Xiaomi SU7改良版 – 48日で受注8万台に到達した背景NEW
48日で8万台——。Xiaomi EVが3月19日に発売した新型SU7(改良版)の受注ペースは、中国EV市場でも突出した水準にある。同社が5月6日に発表したところによると、ロックイン受注(変更不可の確定注文)は8万件を超えた。直近4日間だけで約1万件を積み上げる勢いで、初期インセンティブの終了を控えた駆け込み需要が後押しした形だ。
4日で1万台、48日で8万台という加速
Xiaomi EVは5月2日時点でロックイン受注7万件を発表していた。今回の8万件はそこから4日間で約1万件積み上がった計算で、1日あたり約2,500件ペースとなる。新型SU7は3月19日に発売されており、48日で8万件という到達速度は同社にとっても異例の水準だ。

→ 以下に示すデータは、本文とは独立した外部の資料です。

PR #35770, opened 2024-09-25
Define CI tests arguments in YAML format

arkq:
### Problem

Current format for CI test arguments is hard to read/modify in case when lots of arguments needs to be passed to the test script. Unfortunately, the format does not allow line breaks...

This PR proposes YAML as a format for defining CI test arguments. It is well-known and supports line breaks! For now, the YAML parser works alongside the old format, but the intention of this PR is to remove support for old format after migrating all test to YAML.

### Changes

- add support for YAML when parsing metadata.
- convert ACE and ACL tests to show benefits of new format

### Testing

CI will verify

### DIFF
--- a/src/python_testing/matter_testing_infrastructure/chip/testing/metadata.py
+++ b/src/python_testing/matter_testing_infrastructure/chip/testing/metadata.py
@@ -12,14 +12,16 @@
 # See the License for the specific language governing permissions and
 # limitations under the License.
 
+import logging
 import re
-import sys
 from dataclasses import dataclass
+from io import StringIO
 from typing import Any, Dict, List
 
 import yaml
 
 
+# TODO #35787: Remove support for non-YAML format
 def cast_to_bool(value: Any) -> bool:
     """Convert True/true/False/false strings to bool."""
     if isinstance(value, str):
@@ -81,6 +83,12 @@ class Metadata:
             self.quiet = cast_to_bool(attr_dict["quiet"])
 
 
+class NamedStringIO(StringIO):
+    def __init__(self, content, name):
+        super().__init__(content)
+        self.name = name
+
+
 def extract_runs_arg_lines(py_script_path: str) -> Dict[str, Dict[str, str]]:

背景の一つは、3月の発売開始から続いていた初期インセンティブの終了だ。Standard・Pro向けには44,000元(約88万円)、Max向けには69,000元(約138万円)相当の特典が用意されていたが、5月5日24時で終了。代わって5月6日から31日までは、Standard・Pro向け42,000元、Max向け61,000元と若干縮小した内容で再設定されている。終了直前に受注が伸びたのは、こうした条件変動を読んだ買い手の動きとみていい。
旧SU7・Model 3との比較で見える特異性
Xiaomi SU7の前世代モデルは2024年3月の発売初日に88,898件のオーダーを獲得したと報じられている。新型は瞬間風速の派手さこそ前世代のような派手さはないが、48日間にわたって受注が積み上がり続ける「持続性」という点で異なる強さを示している。前世代は登場時のインパクトに依存していたのに対し、改良版は中盤以降も受注ペースが鈍っていない。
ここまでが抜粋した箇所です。